[TASK DETAILS]: Below are entries. Reproduce exactly the lines between the line holding "PR #1212, opened 2023-11-23" and the line holding "Aryan9592: hmm, let me check it out", inclusive, and only those.
[[ RECORDED INFORMATION open ]]
PR #1193, opened 2023-11-19
Update DependencyRegistryV0.sol

Aryan9592:
This PR solely aims to enhance the `for` loops by using `unchecked block` and changing `i++` to `++i`. 
For reference - https://gist.github.com/grGred/9bab8b9bad0cd42fc23d4e31e7347144#for-loops-improvement

Also got some typos fixed..especially the word `dependency`

Thanks @ryley-o

PR #1212, opened 2023-11-23
Update GenArt721CoreV3.sol

0xScratch:
## Description of the change

Same as #1193 

@ryley-o


packages/contracts/contracts/GenArt721CoreV3.sol
```diff
@@ -1176,6 +1176,10 @@ contract GenArt721CoreV3 is
                 }
             }
             revert("Improperly formatted aspect ratio");
+
+            unchecked {
```
ryley-o, line 1180: This introduces a bug because it is unreachable code - we use continue statements above.
I think sacrificing some gas efficiency for iterator incrementing readability is probably ideal here, so prefer the original pattern of incrementing the iterator in line 1161.

Aryan9592: hmm, let me check it out

ryley-o: fixed in [2a0930d](https://github.com/ArtBlocks/artblocks-contracts/pull/1212/commits/2a0930d3a8fe460a81b39e74681d7623b2ac0498)

ryley-o:
closing this due to many refactors, including retiring the GenArt721CoreV3.sol contract (replaced by Engine contracts)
[[ RECORDED INFORMATION closed ]]
[TASK RESPONSE]:
PR #1212, opened 2023-11-23
Update GenArt721CoreV3.sol

0xScratch:
## Description of the change

Same as #1193 

@ryley-o


packages/contracts/contracts/GenArt721CoreV3.sol
```diff
@@ -1176,6 +1176,10 @@ contract GenArt721CoreV3 is
                 }
             }
             revert("Improperly formatted aspect ratio");
+
+            unchecked {
```
ryley-o, line 1180: This introduces a bug because it is unreachable code - we use continue statements above.
I think sacrificing some gas efficiency for iterator incrementing readability is probably ideal here, so prefer the original pattern of incrementing the iterator in line 1161.

Aryan9592: hmm, let me check it out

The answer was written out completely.